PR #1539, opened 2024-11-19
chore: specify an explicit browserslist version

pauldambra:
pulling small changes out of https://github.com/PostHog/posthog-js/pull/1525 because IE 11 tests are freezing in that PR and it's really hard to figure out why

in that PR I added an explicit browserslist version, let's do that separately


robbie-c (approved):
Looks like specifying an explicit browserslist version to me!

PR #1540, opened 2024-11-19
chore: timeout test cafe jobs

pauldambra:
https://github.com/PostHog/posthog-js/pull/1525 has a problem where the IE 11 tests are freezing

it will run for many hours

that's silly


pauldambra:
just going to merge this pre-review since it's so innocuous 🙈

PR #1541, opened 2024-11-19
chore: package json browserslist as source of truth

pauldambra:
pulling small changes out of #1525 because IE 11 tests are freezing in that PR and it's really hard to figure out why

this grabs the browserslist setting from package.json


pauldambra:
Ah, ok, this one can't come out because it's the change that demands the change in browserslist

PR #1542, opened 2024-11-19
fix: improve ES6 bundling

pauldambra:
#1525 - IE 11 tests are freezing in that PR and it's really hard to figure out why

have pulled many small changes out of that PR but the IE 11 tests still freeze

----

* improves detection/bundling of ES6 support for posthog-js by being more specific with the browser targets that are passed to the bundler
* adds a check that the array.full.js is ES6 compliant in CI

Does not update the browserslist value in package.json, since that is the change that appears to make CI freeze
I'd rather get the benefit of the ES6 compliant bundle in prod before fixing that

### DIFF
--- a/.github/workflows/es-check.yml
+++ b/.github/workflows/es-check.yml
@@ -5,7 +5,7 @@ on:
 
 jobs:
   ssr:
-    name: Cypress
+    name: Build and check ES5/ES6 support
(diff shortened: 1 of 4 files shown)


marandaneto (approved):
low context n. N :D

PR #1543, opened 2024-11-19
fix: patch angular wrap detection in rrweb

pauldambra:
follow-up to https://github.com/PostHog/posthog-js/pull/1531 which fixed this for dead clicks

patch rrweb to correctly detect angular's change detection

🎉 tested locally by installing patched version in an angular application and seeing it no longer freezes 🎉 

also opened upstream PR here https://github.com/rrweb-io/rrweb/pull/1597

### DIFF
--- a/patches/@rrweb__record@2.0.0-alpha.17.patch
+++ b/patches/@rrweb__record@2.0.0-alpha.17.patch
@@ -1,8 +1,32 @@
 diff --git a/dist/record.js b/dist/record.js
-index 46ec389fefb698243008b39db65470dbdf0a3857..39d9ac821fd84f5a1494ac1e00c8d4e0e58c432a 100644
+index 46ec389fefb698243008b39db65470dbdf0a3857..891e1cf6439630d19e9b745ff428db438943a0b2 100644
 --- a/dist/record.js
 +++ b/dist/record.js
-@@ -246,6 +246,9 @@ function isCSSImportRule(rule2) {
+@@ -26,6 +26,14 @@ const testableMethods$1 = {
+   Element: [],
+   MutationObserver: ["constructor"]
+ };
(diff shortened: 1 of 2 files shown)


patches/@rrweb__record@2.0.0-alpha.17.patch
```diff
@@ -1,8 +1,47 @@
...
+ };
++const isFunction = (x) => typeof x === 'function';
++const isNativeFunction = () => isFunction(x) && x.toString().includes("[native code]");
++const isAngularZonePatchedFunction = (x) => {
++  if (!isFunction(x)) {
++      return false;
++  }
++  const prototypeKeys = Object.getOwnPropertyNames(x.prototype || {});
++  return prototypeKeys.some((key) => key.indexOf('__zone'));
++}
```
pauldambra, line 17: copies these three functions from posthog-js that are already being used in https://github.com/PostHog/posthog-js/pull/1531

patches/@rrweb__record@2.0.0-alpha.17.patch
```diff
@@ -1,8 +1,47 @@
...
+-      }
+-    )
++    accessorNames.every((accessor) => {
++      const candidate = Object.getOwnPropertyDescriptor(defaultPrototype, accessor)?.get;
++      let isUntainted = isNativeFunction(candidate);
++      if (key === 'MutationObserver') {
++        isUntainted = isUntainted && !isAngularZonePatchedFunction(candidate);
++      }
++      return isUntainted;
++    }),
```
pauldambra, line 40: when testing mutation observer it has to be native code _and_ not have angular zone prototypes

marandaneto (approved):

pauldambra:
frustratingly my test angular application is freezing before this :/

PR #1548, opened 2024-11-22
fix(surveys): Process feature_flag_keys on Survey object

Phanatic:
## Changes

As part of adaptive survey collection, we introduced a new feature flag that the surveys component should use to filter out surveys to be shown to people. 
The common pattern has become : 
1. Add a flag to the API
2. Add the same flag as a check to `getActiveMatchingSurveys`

========

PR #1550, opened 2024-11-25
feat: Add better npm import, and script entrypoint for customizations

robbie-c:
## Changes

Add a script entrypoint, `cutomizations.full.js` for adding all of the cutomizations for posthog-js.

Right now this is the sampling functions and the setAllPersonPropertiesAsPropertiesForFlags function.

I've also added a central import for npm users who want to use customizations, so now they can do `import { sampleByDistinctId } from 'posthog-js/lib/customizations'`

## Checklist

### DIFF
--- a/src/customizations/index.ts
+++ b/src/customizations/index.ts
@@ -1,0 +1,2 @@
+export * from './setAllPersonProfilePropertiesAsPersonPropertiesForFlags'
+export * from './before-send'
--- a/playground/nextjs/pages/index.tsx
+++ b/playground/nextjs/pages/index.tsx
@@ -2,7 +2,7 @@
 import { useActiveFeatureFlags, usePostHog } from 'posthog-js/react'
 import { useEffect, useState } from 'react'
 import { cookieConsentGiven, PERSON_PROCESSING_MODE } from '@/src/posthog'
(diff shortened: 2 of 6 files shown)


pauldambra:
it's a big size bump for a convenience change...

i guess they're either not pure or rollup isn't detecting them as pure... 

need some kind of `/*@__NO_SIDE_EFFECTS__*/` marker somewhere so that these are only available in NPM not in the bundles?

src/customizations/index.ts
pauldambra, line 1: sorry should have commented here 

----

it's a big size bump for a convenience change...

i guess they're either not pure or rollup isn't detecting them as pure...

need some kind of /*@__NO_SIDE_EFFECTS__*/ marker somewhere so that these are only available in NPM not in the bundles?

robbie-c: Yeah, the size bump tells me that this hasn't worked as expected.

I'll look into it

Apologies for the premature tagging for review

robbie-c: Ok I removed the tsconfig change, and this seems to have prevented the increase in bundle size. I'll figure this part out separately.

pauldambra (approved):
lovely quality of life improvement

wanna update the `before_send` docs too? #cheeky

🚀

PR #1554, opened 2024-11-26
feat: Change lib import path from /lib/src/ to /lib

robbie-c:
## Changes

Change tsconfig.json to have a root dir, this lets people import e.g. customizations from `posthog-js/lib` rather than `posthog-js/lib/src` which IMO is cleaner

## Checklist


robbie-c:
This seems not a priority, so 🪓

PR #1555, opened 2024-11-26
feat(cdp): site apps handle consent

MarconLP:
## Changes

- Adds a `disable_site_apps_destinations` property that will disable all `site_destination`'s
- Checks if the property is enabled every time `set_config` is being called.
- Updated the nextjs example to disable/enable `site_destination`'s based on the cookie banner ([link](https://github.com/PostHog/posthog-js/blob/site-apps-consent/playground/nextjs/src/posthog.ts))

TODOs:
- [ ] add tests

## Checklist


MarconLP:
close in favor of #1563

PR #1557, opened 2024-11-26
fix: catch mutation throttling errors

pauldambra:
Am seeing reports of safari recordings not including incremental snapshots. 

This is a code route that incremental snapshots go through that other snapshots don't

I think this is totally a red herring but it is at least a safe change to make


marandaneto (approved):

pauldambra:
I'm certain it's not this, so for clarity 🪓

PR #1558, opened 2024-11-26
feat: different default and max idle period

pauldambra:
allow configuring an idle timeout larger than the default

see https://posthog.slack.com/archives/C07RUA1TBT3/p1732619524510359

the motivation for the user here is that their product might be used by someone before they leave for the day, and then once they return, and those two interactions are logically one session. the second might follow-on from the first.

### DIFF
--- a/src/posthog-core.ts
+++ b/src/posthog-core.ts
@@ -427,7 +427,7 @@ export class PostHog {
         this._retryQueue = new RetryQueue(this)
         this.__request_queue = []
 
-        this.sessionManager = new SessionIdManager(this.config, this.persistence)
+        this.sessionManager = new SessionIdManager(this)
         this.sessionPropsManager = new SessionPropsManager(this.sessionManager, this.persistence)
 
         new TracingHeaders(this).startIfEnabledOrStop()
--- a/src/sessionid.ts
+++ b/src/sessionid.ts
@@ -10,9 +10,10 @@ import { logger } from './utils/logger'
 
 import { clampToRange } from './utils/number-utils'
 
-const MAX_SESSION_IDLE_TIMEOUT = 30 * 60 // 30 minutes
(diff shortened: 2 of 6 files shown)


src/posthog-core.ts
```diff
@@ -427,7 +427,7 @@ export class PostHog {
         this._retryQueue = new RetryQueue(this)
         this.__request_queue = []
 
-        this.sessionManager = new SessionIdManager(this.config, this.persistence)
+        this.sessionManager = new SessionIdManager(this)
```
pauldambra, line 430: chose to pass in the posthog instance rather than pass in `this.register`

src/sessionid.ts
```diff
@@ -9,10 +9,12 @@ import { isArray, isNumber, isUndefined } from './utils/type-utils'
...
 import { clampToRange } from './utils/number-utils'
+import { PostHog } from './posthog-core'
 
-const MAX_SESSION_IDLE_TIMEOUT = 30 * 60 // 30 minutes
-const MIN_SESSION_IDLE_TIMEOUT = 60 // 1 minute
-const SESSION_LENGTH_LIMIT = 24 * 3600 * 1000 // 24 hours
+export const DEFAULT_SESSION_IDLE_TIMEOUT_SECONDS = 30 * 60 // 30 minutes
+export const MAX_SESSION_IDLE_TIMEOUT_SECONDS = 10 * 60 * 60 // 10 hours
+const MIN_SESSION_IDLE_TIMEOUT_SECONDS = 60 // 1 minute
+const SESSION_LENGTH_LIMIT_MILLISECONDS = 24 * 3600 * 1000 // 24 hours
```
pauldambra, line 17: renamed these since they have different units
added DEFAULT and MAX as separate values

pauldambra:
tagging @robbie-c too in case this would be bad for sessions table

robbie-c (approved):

========

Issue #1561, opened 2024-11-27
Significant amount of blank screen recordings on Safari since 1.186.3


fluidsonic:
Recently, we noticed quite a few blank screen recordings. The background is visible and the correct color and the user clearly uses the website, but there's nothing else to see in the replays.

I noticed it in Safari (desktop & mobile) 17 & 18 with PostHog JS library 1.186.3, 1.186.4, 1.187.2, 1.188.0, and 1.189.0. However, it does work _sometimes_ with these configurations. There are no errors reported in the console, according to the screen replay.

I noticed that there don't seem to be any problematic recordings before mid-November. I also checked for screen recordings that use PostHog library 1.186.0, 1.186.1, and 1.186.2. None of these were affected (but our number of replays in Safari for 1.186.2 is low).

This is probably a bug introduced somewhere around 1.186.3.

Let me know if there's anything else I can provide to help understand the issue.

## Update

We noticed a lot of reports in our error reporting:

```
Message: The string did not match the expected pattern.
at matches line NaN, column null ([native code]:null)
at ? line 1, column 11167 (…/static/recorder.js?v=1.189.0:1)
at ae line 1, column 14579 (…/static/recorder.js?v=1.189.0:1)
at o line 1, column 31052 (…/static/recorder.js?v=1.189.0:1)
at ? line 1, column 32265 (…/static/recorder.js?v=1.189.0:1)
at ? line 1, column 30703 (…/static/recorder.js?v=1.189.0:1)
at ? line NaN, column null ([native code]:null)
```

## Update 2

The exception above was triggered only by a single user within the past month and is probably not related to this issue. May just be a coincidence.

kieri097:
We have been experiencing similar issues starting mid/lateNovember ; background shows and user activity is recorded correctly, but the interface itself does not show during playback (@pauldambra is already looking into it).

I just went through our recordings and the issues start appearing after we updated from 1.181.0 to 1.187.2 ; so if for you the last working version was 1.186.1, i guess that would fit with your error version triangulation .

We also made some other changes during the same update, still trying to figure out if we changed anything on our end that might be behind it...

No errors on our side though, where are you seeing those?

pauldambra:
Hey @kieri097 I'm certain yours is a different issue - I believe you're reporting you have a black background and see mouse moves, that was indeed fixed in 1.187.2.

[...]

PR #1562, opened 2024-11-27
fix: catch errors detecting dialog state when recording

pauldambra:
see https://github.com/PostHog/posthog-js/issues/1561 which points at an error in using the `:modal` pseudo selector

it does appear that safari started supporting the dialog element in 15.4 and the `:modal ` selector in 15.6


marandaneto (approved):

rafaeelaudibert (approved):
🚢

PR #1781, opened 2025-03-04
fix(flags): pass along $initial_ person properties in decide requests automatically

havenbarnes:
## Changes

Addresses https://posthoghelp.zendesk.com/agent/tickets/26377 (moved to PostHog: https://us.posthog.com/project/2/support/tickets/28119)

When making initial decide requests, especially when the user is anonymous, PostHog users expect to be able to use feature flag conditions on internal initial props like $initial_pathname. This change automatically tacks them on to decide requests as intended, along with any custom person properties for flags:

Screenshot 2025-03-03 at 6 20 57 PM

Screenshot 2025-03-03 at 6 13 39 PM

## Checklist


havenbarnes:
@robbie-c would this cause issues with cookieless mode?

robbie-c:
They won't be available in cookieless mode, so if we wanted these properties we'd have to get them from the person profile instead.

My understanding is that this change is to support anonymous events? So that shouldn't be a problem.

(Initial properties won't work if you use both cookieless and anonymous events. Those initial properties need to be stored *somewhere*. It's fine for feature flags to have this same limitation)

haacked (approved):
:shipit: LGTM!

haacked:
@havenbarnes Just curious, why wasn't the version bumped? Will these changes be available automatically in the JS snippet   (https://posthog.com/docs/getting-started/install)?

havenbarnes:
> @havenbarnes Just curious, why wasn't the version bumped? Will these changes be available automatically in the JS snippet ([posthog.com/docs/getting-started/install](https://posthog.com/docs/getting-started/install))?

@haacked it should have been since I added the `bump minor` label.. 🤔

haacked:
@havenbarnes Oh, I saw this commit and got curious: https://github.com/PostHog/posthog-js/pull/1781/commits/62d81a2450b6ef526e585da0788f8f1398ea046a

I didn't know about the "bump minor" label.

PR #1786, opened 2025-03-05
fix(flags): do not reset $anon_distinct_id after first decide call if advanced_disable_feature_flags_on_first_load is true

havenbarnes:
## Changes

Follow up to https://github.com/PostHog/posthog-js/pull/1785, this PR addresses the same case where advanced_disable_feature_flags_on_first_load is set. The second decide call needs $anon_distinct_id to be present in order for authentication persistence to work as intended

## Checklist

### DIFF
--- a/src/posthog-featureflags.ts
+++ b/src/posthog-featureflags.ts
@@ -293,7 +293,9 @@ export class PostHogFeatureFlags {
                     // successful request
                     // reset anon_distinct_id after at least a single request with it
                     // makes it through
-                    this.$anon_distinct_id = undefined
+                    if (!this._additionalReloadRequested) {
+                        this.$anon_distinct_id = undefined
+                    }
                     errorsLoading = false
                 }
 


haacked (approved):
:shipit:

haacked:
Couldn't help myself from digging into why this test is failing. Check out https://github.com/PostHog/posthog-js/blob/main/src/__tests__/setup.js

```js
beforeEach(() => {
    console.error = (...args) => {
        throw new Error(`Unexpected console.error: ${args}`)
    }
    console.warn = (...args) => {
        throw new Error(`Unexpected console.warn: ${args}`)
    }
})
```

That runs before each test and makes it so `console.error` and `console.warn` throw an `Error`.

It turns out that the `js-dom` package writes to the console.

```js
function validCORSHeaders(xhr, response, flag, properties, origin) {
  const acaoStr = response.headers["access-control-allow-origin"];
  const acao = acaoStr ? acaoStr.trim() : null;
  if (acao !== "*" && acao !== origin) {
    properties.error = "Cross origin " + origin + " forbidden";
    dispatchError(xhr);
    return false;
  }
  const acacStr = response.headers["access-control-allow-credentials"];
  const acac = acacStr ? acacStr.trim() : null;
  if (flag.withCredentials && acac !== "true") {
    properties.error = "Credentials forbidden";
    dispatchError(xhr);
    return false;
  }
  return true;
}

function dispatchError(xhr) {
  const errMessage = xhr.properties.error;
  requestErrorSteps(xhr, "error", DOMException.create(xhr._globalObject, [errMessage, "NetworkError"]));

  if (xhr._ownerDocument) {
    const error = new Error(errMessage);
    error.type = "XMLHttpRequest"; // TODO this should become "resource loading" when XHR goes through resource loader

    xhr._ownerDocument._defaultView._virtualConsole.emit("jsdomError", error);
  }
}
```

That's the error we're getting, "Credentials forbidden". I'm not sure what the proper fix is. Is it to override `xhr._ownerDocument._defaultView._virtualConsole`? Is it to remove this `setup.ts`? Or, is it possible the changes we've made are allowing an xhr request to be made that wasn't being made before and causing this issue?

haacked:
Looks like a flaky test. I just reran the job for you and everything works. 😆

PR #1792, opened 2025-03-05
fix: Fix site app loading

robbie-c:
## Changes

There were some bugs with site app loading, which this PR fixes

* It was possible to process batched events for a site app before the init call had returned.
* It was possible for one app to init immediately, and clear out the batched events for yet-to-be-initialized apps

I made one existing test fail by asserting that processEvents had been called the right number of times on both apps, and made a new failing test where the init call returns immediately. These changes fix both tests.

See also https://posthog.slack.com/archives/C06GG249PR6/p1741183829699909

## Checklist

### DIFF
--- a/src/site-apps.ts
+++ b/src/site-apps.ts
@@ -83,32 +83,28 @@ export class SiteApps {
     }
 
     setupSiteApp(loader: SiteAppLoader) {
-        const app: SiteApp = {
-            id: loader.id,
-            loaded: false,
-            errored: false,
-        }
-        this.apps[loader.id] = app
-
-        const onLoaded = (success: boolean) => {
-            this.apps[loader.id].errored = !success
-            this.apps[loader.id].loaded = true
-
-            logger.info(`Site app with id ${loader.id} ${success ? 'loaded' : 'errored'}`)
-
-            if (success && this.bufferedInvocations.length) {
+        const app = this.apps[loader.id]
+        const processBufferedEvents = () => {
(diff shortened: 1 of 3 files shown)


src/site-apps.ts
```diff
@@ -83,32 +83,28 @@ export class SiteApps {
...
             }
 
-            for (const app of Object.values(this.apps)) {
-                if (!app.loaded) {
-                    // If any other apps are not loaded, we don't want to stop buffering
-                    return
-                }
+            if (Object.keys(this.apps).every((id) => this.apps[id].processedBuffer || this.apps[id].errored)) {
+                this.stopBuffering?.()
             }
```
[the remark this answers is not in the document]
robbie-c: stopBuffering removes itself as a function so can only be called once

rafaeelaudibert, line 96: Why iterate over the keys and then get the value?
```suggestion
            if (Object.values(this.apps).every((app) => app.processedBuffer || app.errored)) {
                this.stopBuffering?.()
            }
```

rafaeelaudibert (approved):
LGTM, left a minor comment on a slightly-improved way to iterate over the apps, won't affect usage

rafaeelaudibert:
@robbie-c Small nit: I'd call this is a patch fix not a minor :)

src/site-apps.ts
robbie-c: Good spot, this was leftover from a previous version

========

* Task objective *
Copy out, from the data above, each line where the string "once" is present.

* Solved problem *
the motivation for the user here is that their product might be used by someone before they leave for the day, and then once they return, and those two interactions are logically one session. the second might follow-on from the first.
robbie-c: stopBuffering removes itself as a function so can only be called once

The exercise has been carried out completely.